Straub Jeremy
Department of Computer Science, North Dakota State University.
MethodsX. 2021 Aug 2;8:101477. doi: 10.1016/j.mex.2021.101477. eCollection 2021.
A method is proposed for generating application domain agnostic data for training and evaluating machine learning systems. The proposed method randomly generates an expert system network based upon user specified parameters. This expert system serves as a generic model of an unspecified phenomena. The expert system is run to determine the ideal output from a set of random inputs. These inputs and ideal output are used for training and testing a machine learning system. This allows a machine learning technology to be developed and tested without requiring compatible test data to be collected or before data collection as a proof-of-concept validation of system operations. It also allows systems to be tested without data error noise or with known levels of noise and with other perturbations, to facilitate analysis. It may also facilitate testing system security, adversarial attacks and conducting other types of research into machine learning systems. •Provides an application domain agnostic way to test machine learning technologies and facilitates the generalization of results.•Allows technologies to be tested with data with different characteristics without having to locate datasets that have these characteristics.•Utilizes randomly generated network to represent non-specific phenomena which can be used for training and testing machine learning techniques.

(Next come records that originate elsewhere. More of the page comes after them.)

PR #719, opened 2021-11-30
init: new command similar to `cargo init`

davidhewitt:
I was writing an updated PyO3 README and found I wanted to create the virtualenv inside the project directory . In particular, this is the sequence of commands I wanted to run:

```bash
$ mkdir string_sum && cd string_sum
$ python -m venv .env
$ source .env/bin/activate
$ pip install maturin
$ maturin init
$ maturin develop
```

... but this needed a hypothetical `maturin init` command instead of `maturin new`, because the directory already existed.

So this PR adds it :smile:

### DIFF
--- a/src/main.rs
+++ b/src/main.rs
@@ -14,9 +14,11 @@ use fs_err as fs;
 use human_panic::setup_panic;
 #[cfg(feature = "password-storage")]
 use keyring::{Keyring, KeyringError};
+use maturin::GenerateProjectOptions;
 use maturin::{
-    develop, new_project, source_distribution, write_dist_info, BridgeModel, BuildOptions,
-    CargoToml, Metadata21, PathWriter, PlatformTag, PyProjectToml, PythonInterpreter, Target,
+    develop, init_project, new_project, source_distribution, write_dist_info, BridgeModel,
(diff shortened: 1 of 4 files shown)


src/main.rs
```diff
@@ -270,6 +270,21 @@ enum Opt {
...
+        path: Option<String>,
+        /// Set the resulting package name, defaults to the directory name
+        #[structopt(long)]
+        name: Option<String>,
+        /// Use mixed Rust/Python project layout
+        #[structopt(long)]
+        mixed: bool,
+        /// Which kind of bindings to use
+        #[structopt(short, long, possible_values = &["pyo3", "rust-cpython", "cffi", "bin"])]
+        bindings: Option<String>,
```
messense, line 286: I think we can extract `name`, `mixed` and `bindings` to a seperated struct and use `#[structopt(flatten)]` to reuse them. For example 
https://github.com/PyO3/maturin/blob/fc039bd671430c180589b7d9d8ed7d548cf94798/src/main.rs#L197-L199

messense (commented):
Good idea.

src/main.rs
davidhewitt: 👍 will do this and fix formatting tonight

davidhewitt:
👍 have updated this PR with the suggestion and formatting fix!

messense (approved):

提出了一种用于生成与应用领域无关的数据以训练和评估机器学习系统的方法。所提出的方法基于用户指定的参数随机生成一个专家系统网络。该专家系统作为未指定现象的通用模型。运行该专家系统以确定一组随机输入的理想输出。这些输入和理想输出用于训练和测试机器学习系统。这使得机器学习技术能够在无需收集兼容测试数据的情况下进行开发和测试,或者在数据收集之前作为系统操作的概念验证验证进行测试。它还允许在没有数据错误噪声或具有已知噪声水平以及其他干扰的情况下对系统进行测试,以方便分析。它还可能有助于测试系统安全性、对抗性攻击以及对机器学习系统进行其他类型的研究。•提供一种与应用领域无关的方式来测试机器学习技术,并促进结果的泛化。•允许使用具有不同特征的数据对技术进行测试,而无需查找具有这些特征的数据集。•利用随机生成的网络来表示可用于训练和测试机器学习技术的非特定现象。